YOUR ASSIGNMENT: Search term "possible": copy each line of the records that contains it.

Stored data entries
####################
PR #989, opened 2015-07-30
Update text on FAQ & Innovation pages

harding:
This PR continues the work started in aborted pull #972.  It is split into two commits:

1. No text changes; just wrap existing text to allow word diffing the next commit.

2. Actual text changes.

## Advantages of Bitcoin from FAQ

screenshot-btcorg localhost 2015-07-29 21-02-34

## Confirmations and fees from FAQ

screenshot-btcorg localhost 2015-07-29 21-19-23

## Micro payments from Innovation

screenshot-btcorg localhost 2015-07-29 21-22-53

### DIFF
--- a/_translations/en.yml
+++ b/_translations/en.yml
@@ -407,16 +407,19 @@ en:
 
     fee: "How much will the transaction fee be?"
     feetxt1: >
-      Transactions can be processed without fees, but users are
-      encouraged to pay a voluntary fee for faster confirmation of
-      their transactions and to remunerate miners. When fees are
-      required, they currently don't exceed a few pennies in value,
-      but this may increase over time. Your
-      Bitcoin client will pay what it thinks is an appropriate fee.
+      Transactions can be processed without fees, but trying to send
+      free transactions can require waiting days or weeks. Although fees
+      may increase over time, normal fees currently only cost a tiny
+      amount. By default, all <a href="#choose-your-wallet#">Bitcoin
+      wallets</a> listed on Bitcoin.org add what they think is an
+      appropriate fee to your transactions; most of those wallets will
+      also give you chance to review the fee before sending the
+      transaction.
 
     feetxt2: >
       Transaction fees are used as a protection against users sending
-      transactions to overload the network. The precise manner in which
+      transactions to overload the network and as a way to pay
+      miners for their work helping to secure the network. The precise manner in which
       fees work is still being developed and will change over time.
       Because the fee is not related to the amount of bitcoins being
       sent, it may seem extremely low or unfairly high. Instead, the
--- a/_translations/en.yml
+++ b/_translations/en.yml
@@ -297,16 +297,18 @@ en:
     advantages: "What are the advantages of Bitcoin?"
     advantagesli1: >
       <em><b>Payment freedom</b></em> - It is possible to send and
-      receive any amount of money instantly anywhere in the world at any
-      time. No bank holidays. No borders. No imposed limits. Bitcoin
+      receive bitcoins anywhere in the world at any
+      time. No bank holidays. No borders. No bureaucracy. Bitcoin
       allows its users to be in full control of their money.
 
     advantagesli2: >
-      <em><b>Very low fees</b></em> - Bitcoin payments are currently
-      processed with either no fees or extremely small fees. Users may
-      include fees with transactions to receive priority processing,
-      which results in faster confirmation of transactions by the
-      network. Additionally, merchant processors exist to assist
+      <em><b>Choose your own fees</b></em> - There is no fee to receive
+      bitcoins, and many wallets let you control how large a fee to pay
+      when spending. Higher fees can encourage faster <a
+      href="#you-need-to-know##instant">confirmation</a> of your
+      transactions. Fees are unrelated to the amount transferred, so
+      it's possible to send 100,000 bitcoins for the same fee it costs
+      to send 1 bitcoin. Additionally, merchant processors exist to assist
####################
ANSWER SPACE:
       <em><b>Payment freedom</b></em> - It is possible to send and
+      it's possible to send 100,000 bitcoins for the same fee it costs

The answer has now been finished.